Present LaughterGreat Scott! His recent turn as Fleabag's Hot Priest made him a global sex symbol. Now, Andrew Scott reminds audiences that he's just as irresistible on stage, leading Matthew Warchus's absolute romp of a Noël Coward revival with the kind of panache that makes this the comic performance of the year so far - and yet one also shot through with aching melancholy.

Present LaughterScott plays Coward's semi-autobiographical caricature Garry Essendine: a preening star of light romantic comedies, currently preparing for a tour to Africa from which, he melodramatically implies, he might not return. But first there's an exhausting amount of real-life drama to deal with, involving his own liaisons and the simmering intrigue created by his close-knit, co-dependent clan of friends and artistic collaborators.

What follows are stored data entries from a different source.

PR #4457, opened 2018-11-26
Remove the delay parameter on action execution reruns

m4dcoder:
On rerunning a delayed action execution, the delay parameter is removed before the action execution is rerun.

### DIFF
--- a/st2api/st2api/controllers/v1/actionexecutions.py
+++ b/st2api/st2api/controllers/v1/actionexecutions.py
@@ -415,9 +415,14 @@ class ActionExecutionReRunController(ActionExecutionsControllerMixin, ResourceCo
             raise ValueError('Task option is only supported for Mistral workflows.')
 
         # Merge in any parameters provided by the user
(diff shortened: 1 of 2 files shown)


Kami:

Warchus's inspired revival switches the genders of two key supporting characters, which in turn makes Essendine overtly bisexual. It's a brilliant way to honour the subtext of Coward's work, as well as to add an extra layer of complexity to an already dizzying plot - and also to further complicate the idea of Essendine's blurred on- and offstage personas, and his fear of ever appearing without the mask.

Scott superbly conveys this identity crisis, exacerbated by looming middle age. He first appears in the remnants of his pirate costume from the night before, looking not so much like Hook as Barrie's Lost Boy who refuses to grow up. He demands, and discards, presents like a petulant toddler, and is overly reliant on his no-nonsense secretary Monica and ex-wife Liz to manage his life for him - even as he resents the way everyone else profits from his talent.

Yet it's impossible not to admire the way Scott's Essendine basks in the self-destructive chaos and expertly wriggles out of entanglements. The first of the latter is conquest Daphne, in smudged make-up and drooping fairy wings, who doesn't realise she's part of an oft-repeated farewell routine involving the recitation of Shelley, tortured cries of "I belong to the public!", and a statement that perhaps reveals more than intended: "There's something awfully sad about happiness".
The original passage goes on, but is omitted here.